What you should do>
Write out the whole listing again, exactly as given.
——
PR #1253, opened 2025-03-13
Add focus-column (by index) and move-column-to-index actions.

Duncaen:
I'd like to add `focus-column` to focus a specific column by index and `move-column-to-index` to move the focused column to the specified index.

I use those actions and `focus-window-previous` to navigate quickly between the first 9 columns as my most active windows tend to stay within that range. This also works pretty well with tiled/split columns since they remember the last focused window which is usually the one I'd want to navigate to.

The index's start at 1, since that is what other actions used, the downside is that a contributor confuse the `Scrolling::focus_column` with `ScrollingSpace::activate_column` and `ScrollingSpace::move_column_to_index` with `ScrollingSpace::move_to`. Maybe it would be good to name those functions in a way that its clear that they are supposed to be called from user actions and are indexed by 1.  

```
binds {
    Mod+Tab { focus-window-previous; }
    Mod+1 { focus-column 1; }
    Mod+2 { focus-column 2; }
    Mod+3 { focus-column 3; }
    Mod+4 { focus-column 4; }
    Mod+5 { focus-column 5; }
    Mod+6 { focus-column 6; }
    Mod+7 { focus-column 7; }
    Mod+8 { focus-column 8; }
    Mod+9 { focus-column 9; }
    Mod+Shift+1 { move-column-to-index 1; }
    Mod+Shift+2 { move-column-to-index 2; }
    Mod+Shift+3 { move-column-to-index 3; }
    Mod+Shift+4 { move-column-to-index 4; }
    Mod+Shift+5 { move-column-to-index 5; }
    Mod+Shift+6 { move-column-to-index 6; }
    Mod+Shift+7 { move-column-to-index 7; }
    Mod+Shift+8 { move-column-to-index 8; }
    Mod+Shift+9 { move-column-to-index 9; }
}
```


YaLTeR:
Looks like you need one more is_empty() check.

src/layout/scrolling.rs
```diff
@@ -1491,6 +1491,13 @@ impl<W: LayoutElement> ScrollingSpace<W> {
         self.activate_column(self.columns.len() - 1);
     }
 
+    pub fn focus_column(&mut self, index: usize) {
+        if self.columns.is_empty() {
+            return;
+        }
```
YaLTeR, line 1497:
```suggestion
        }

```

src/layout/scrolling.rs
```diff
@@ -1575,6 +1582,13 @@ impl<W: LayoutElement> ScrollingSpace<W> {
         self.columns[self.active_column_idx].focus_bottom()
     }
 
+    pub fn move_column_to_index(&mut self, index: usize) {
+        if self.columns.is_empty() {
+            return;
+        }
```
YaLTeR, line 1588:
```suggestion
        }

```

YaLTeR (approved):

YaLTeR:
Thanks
——
Answer for the task>
PR #1253, opened 2025-03-13
Add focus-column (by index) and move-column-to-index actions.

Duncaen:
I'd like to add `focus-column` to focus a specific column by index and `move-column-to-index` to move the focused column to the specified index.

I use those actions and `focus-window-previous` to navigate quickly between the first 9 columns as my most active windows tend to stay within that range. This also works pretty well with tiled/split columns since they remember the last focused window which is usually the one I'd want to navigate to.

The index's start at 1, since that is what other actions used, the downside is that a contributor confuse the `Scrolling::focus_column` with `ScrollingSpace::activate_column` and `ScrollingSpace::move_column_to_index` with `ScrollingSpace::move_to`. Maybe it would be good to name those functions in a way that its clear that they are supposed to be called from user actions and are indexed by 1.  

```
binds {
    Mod+Tab { focus-window-previous; }
    Mod+1 { focus-column 1; }
    Mod+2 { focus-column 2; }
    Mod+3 { focus-column 3; }
    Mod+4 { focus-column 4; }
    Mod+5 { focus-column 5; }
    Mod+6 { focus-column 6; }
    Mod+7 { focus-column 7; }
    Mod+8 { focus-column 8; }
    Mod+9 { focus-column 9; }
    Mod+Shift+1 { move-column-to-index 1; }
    Mod+Shift+2 { move-column-to-index 2; }
    Mod+Shift+3 { move-column-to-index 3; }
    Mod+Shift+4 { move-column-to-index 4; }
    Mod+Shift+5 { move-column-to-index 5; }
    Mod+Shift+6 { move-column-to-index 6; }
    Mod+Shift+7 { move-column-to-index 7; }
    Mod+Shift+8 { move-column-to-index 8; }
    Mod+Shift+9 { move-column-to-index 9; }
}
```


YaLTeR:
Looks like you need one more is_empty() check.

src/layout/scrolling.rs
```diff
@@ -1491,6 +1491,13 @@ impl<W: LayoutElement> ScrollingSpace<W> {
         self.activate_column(self.columns.len() - 1);
     }
 
+    pub fn focus_column(&mut self, index: usize) {
+        if self.columns.is_empty() {
+            return;
+        }
```
YaLTeR, line 1497:
```suggestion
        }

```

src/layout/scrolling.rs
```diff
@@ -1575,6 +1582,13 @@ impl<W: LayoutElement> ScrollingSpace<W> {
         self.columns[self.active_column_idx].focus_bottom()
     }
 
+    pub fn move_column_to_index(&mut self, index: usize) {
+        if self.columns.is_empty() {
+            return;
+        }
```
YaLTeR, line 1588:
```suggestion
        }

```

YaLTeR (approved):

YaLTeR:
Thanks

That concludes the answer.